We love making “bowls”, they’re such a great way to use up vegetables you have on hand, and experiment with different combinations. Fall is a great time to enjoy the freshness and health benefits of local root vegetables and cruciferous vegetables. Using a base of quinoa is a great way to enjoy plant-based protein that is also mineral and fibre-rich (remember, animal protein has zero fibre).
Typically, I make sauces/glazes that are Tamari-based, it’s our “go to” with veggies. Inspired by restaurant we took our son Dan to in Hamilton, I thought I would top with a garlic aioli sauce. We loved the results which may account for our multiple repeats this week!
Quinoa Buddha Bowl with Roasted Vegetables and Avocado
1 cup quinoa – rinsed well
1.5 cups vegetable stock
1 onion – diced
1 T avocado oil, coconut oil, or other heat-resistant oil
After rinsing quinoa, warm oil in saucepan. Saute onion until softened. Add quinoa and stir mixture with onions until much of moisture has been absorbed. This step helps prevent mushy quinoa…no one likes mushy quinoa! Then add broth and bring to a boil. Reduce heat to simmer, stirring occasionally until broth has been absorbed….approximately 15 – 20 minutes.

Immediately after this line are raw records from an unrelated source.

PR #2646, opened 2026-01-30
Greg/mutation/connection health

GregorShear:
**Description:**

- expose a `testConnectionHealth` mutation that returns per data-plane/store results
- return structured health check items (including errors) instead of GraphQL extensions
- remove `dryRun` param from create/update mutations
- only fail update mutations when newly added stores or data planes fail health checks
- create mutation logic unchanged

**Workflow steps:**
request:
```gql
mutation {
  testConnectionHealth(
    catalogPrefix: "gregCo/"
    storage: {
      stores: [
        {provider: "GCS", bucket: "my-data-a"}
        {provider: "GCS", bucket: "my-data-b"}
      ]
      data_planes: ["ops/dp/public/local-cluster"]
    }
  ) {
    results {
      fragmentStore
      dataPlaneName
      error
    }
  }
}
```

response:
```json
{
  "data": {
    "testConnectionHealth": {
      "results": [
        {
          "fragmentStore": "gs://my-data-a/",
          "dataPlaneName": "ops/dp/public/local-cluster",
          "error": null
        },
        {
          "fragmentStore": "gs://my-data-b/",
          "dataPlaneName": "ops/dp/public/local-cluster",
          "error": "Simulated random failure"
        }
      ]
    }
  }
}
```

### DIFF
--- a/crates/control-plane-api/src/server/public/graphql/storage_mappings.rs
+++ b/crates/control-plane-api/src/server/public/graphql/storage_mappings.rs
@@ -18,13 +18,20 @@ pub struct StorageHealthItem {
 
 /// Result of checking storage health for a catalog prefix.
 #[derive(Debug, Clone, async_graphql::SimpleObject)]
+#[graphql(complex)]
 pub struct ConnectionHealthTestResult {
     /// The catalog prefix for which storage health was checked.
     pub catalog_prefix: models::Prefix,
-    /// Whether all health checks passed.
-    pub all_passed: bool,
     /// Individual health check results for each data plane and store combination.
     pub results: Vec<StorageHealthItem>,
+}
+
+#[async_graphql::ComplexObject]
+impl ConnectionHealthTestResult {
+    /// Whether all health checks passed.
+    pub async fn all_passed(&self) -> bool {
+        self.results.iter().all(|c| c.error.is_none())
+    }
 }
 
 /// Result of creating a storage mapping.
@@ -320,6 +327,10 @@ impl StorageMappingsMutation {
         });
 
         if has_new_failures {
+            // We only fail on health check errors for newly added stores or data planes.
+            // Tasks under this storage mapping will still be broken if there are any failing
+            // health checks, but we allow the update so long as the user isn't adding more
+            // problems than there already were.
             return Err(async_graphql::Error::new(
                 "Storage health checks failed for newly added stores or data planes",
             ));
@@ -398,11 +409,9 @@ impl StorageMappingsMutation {
 
         // Run health checks and collect results.
         let results = run_all_health_checks(&catalog_prefix, &data_planes, &storage.stores).await;
-        let all_passed = results.iter().all(|c| c.error.is_none());
 
         Ok(ConnectionHealthTestResult {
             catalog_prefix,
-            all_passed,
             results,
         })
     }


crates/control-plane-api/src/server/public/graphql/storage_mappings.rs
```diff
@@ -336,28 +305,29 @@ impl StorageMappingsMutation {
...
+            let is_new_store = !current.0.stores.contains(&c.fragment_store.0);
+            let is_new_dp = !current.0.data_planes.contains(&c.data_plane_name);
+            is_new_store || is_new_dp
+        });
+
+        if has_new_failures {
+            return Err(async_graphql::Error::new(
+                "Storage health checks failed for newly added stores or data planes",
+            ));
+        }
```
GregorShear, line 337: @psFried i'm thinking on the update mutation we don't block the change if previously-saved dataplanes/stores are failing (but the front end will still call attention to those connections in the UI)

crates/control-plane-api/src/server/public/graphql/storage_mappings.rs
```diff
@@ -2,33 +2,42 @@ use crate::directives::storage_mappings::{
...
 /// Result of testing storage health for a single data plane and store.
-#[derive(Debug, Clone)]
-struct StorageHealthResult {
+#[derive(Debug, Clone, async_graphql::SimpleObject)]
+pub struct StorageHealthItem {
+    /// Name of the data plane that was checked.
     data_plane_name: String,
-    fragment_store: url::Url,
+    /// The fragment store that was checked.
+    fragment_store: async_graphql::Json<models::Store>,
```
GregorShear, line 14: i'm changing this from the resolved store URL to the original json format that it was sent from the client so that the client doesn't need to parse that URL in order to match the health check outcome with the store in the UI

crates/control-plane-api/src/server/public/graphql/storage_mappings.rs
```diff
@@ -2,33 +2,42 @@ use crate::directives::storage_mappings::{
...
     error: Option<String>,
 }
 
+/// Result of checking storage health for a catalog prefix.
+#[derive(Debug, Clone, async_graphql::SimpleObject)]
+pub struct ConnectionHealthTestResult {
+    /// The catalog prefix for which storage health was checked.
+    pub catalog_prefix: models::Prefix,
+    /// Whether all health checks passed.
+    pub all_passed: bool,
```
psFried: nit: There's a way of handling computed fields like this dynamically, which I think would be a little more DRY:

```
#[async_graphql::ComplexObject]
impl ConnectionHealthTestResult {
  pub async fn all_passed(&self) -> bool {
    self.results.iter().all(|r| r.error.is_none())
  }
}
```

Here's the docs on that: https://async-graphql.github.io/async-graphql/en/define_simple_object.html#user-defined-resolvers

crates/control-plane-api/src/server/public/graphql/storage_mappings.rs
psFried: My initial reaction is that this seems unexpected, and might not be what we want. If any of the stores (regardless of whether it's been modified or is the primary store) have health check errors, then none of the tasks will be able to make progress. I guess I could see an argument for letting people remove old stores, even if some of their current stores are still failing. Is that what you were thinking about here?

GregorShear: My thought is that the failures are unrelated to the changes the user is trying to make - do we want to block the addition of a healthy store because of a pre-existing condition? The failing health checks will remain when we turn the user away.

What if the user just wants to update the `detail` field on the storage mapping? Should we block that until they resolve the health checks? (maybe? genuine question)

Is there a scenario where a user's primary bucket is failing and they want to go add a new one so they can continue capturing data while they troubleshoot the old one? I'm kinda making things up here, but my reasoning is that the health checks should prevent the user from causing problems, and not prevent the user from making good changes when there are problems nearby.

Happy to defer to your gut feeling on this - easy to set this special handling aside and add it back in later if needed.

psFried: > Is there a scenario where a user's primary bucket is failing and they want to go add a new one so they can continue capturing data while they troubleshoot the old one?

My initial hesitance here was because this is _not_ something that would work today. If any of the stores fail the health check, then the task is not going to work. One of those stores might contain data that's necessary in order for the task to run, and it'd be very difficult for the data plane to ever rule that out.

That said, I think it's pretty fair to say that you can update broken storage mappings as long as you're not breaking them any more than they already were, as long as the UX makes it clear that nothing is going to work until all the stores are healthy. I think we're good to move forward the way it is here.

psFried (approved):
LGTM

Remove from heat and set aside.
2 small beets, sliced
2 carrots, sliced
2 cups sliced Brussels Sprouts
1/4 teaspoon salt
1 T olive or avocado oil
Toss vegetables with oil and salt. Roast at 425 degrees for approximately 30 minutes.
Garlic Aioli (courtesy Epicurious)
2 garlic cloves, mashed
1/4 teaspoon salt
1/2 cup mayonnaise
2 T olive oil
1 T lemon juice
Create a paste with garlic and salt. Gradually whisk in mayonnaise, oil and lemon juice.
1 avocado – sliced
1 – 2 black sesame seeds
Spoon quinoa into bowl. Top with roasted vegetable and avocado. Drizzle aioli sauce and sprinkle with black sesame seeds. Enjoy!